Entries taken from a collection

****

PR #5406, opened 2024-01-29
Reduce sender domain authentication limits [MAILPOET-5856]

brezocordero:
## Description

Reduce sender domain authentication limits: Small senders to 100 subscribers and big senders to 200 subscribers

Please ~do not~ merge.

## Code review notes

_N/A_

## QA notes

Please ~do not~ merge.

## Linked PRs

_N/A_

## Linked tickets

[MAILPOET-5856]

## After-merge notes

_N/A_

## Tasks

[MAILPOET-5856]: https://mailpoet.atlassian.net/browse/MAILPOET-5856?atlOrigin=eyJpIjoiNWRkNTljNzYxNjVmNDY3MDlhMDU5Y2ZhYzA5YTRkZjUiLCJwIjoiZ2l0aHViLWNvbS1KU1cifQ

### DIFF
--- a/mailpoet/lib/Services/AuthorizedSenderDomainController.php
+++ b/mailpoet/lib/Services/AuthorizedSenderDomainController.php
@@ -19,8 +19,8 @@ class AuthorizedSenderDomainController {
   const AUTHORIZED_SENDER_DOMAIN_ERROR_NOT_CREATED = 'Sender domain does not exist';
   const AUTHORIZED_SENDER_DOMAIN_ERROR_ALREADY_VERIFIED = 'Sender domain already verified';
 
-  const LOWER_LIMIT = 500;
-  const UPPER_LIMIT = 1000;
+  const LOWER_LIMIT = 100;
+  const UPPER_LIMIT = 200;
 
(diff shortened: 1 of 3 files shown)


johnolek (approved):
Looks good to me. My only concern is potentially needing to change these again in the future and needing to coordinate any such changes with the MSS. 

I like the idea of having the MSS include its currently configured lower/upper limits in some API endpoint, and having the hardcoded values in the plugin be fallbacks. It would allow immediate fine tuning without having to worry about users updating their plugin to see the correct notices.

Of course that could be handled in a separate PR if it's even something we want to consider.

brezocordero:
> I like the idea of having the MSS include its currently configured lower/upper limits in some API endpoint, and having the hardcoded values in the plugin be fallbacks. It would allow immediate fine tuning without having to worry about users updating their plugin to see the correct notices.

Thanks for the suggestion @johnolek 

We have not yet decided if we are merging this PR and I don't have enough visibility to know if we we are going to continue changing the values.
If we are, you have a good point because we would not depend on a plugin release.

Let me follow up on this once I have more information to understand if the change is worth it.

Aschepikov (approved):
GJ!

****

**Task details:**
Look through the records and gather each line with the word "have".

**Answer to this problem:**
We have not yet decided if we are merging this PR and I don't have enough visibility to know if we we are going to continue changing the values.
If we are, you have a good point because we would not depend on a plugin release.
Let me follow up on this once I have more information to understand if the change is worth it.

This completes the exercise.